李焱胳膊上赤红火纹“刷”地暗了,鼎里火苗缩成豆大一点!
孔十六怀里抱的阵盘“咣当”砸在脚背上,疼得他首跳!
楚红绫“锵”地拔剑横拦,剑柄那朵紫玉雕的花“噗”地喷出冰雾,冻气在她脚边结出三尺厚的冰疙瘩,扛住了那股泰山压顶般的威压!
“能顶住老子三成气劲,兔崽子们没白吃关里的鱼!”
刘震全踩着碎裂的钢砖走下台阶,簸箕大的铁巴掌“啪”地盖在李焱肩头,“白虎州的沙子没把你这炮仗芯子浇灭吧?”
这一拍像千斤锤砸下来,李焱脚下钢砖“嘎嘣”又碎了两块!震波把他头发都掀飞了!
刘震全铜铃眼扫到凌青宇腰上挂的鼎形玉坠,精光猛地爆出来:“好小子!这‘饭锅’焖出香了!”他金丹期的神识像探海针扎过去,瞬间感应到那小鼎圆融内敛的气息——像是藏着整个深海的漩涡。
凌渊掌心朝上托起。一枚冰珠滴溜溜打转,里头蓝色符文像群撒欢的鱼苗。“老吴硬得像坨生铁,可铁疙瘩最怕水滴石穿。”冰珠里潮涌声越来越响,“沧浪珠,教你硬骨包的诀窍。”

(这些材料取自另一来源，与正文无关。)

PR #1170, opened 2020-02-26
Update scodec-bits dep to 1.14

Christewart:


Christewart:
It looks like scodec-bits has not been published for 2.11, they may stop supporting 2.11 soon.

PR #1174, opened 2020-02-27
Allow getbalance to return in sats

benthecarman:
This allows the user to add `--sats` to get their balance in sats, it now also will print the user's balance much prettier

### DIFF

刘震全身子猛地一绷!捧着冰珠像抱了颗炸弹。这话首接戳他肺管子——上月硬扛深海魔鲸的暗伤还隐隐作痛!胡子抖得像被风刮:“点灯照亮黑胡同...老刘拿命谢!”
云素婉青葱玉指朝刘震全心口点了点。绿光“嗖”地钻进胸甲裂缝——那是前年被魔鲸尾骨捅穿的窟窿,至今还冒阴冷寒气。
“真龙收爪才能抓稳猎物。”绿光流窜,青铜豁口竟像伤口愈合般长出青黑色的新鳞片!他丹田里暴烈的力量像添了筋骨,刚猛里裹着暗劲!
“铮嗡嗡——!”
东墙脚那杆三丈长的破浪铁戟突然抖得像筛糠!
云舟帆顶的空气突然扭曲。苍光着脚丫子踩在桅杆上,黑袍子绣的藤纹像活蛇游动。那张脸活脱脱年轻几岁的凌青宇,眼神却冷得能冻裂石头。
“豁口破鼎补齐了?”薄嘴唇一碰,话比北风刮脸还冷,“老神农铸鼎像绣香囊...你们弄得野猪绣花般丑。”毒舌像把冰锥扎进众人耳朵眼!
刘震全眼睛瞪成牛铃!胡茬子“噌”地全竖起来!
“小猢狲...欠捶!”沙包大的拳头攥得铁指套“嘎吱”惨叫!背后轰然涌起百丈高的怒浪虚影!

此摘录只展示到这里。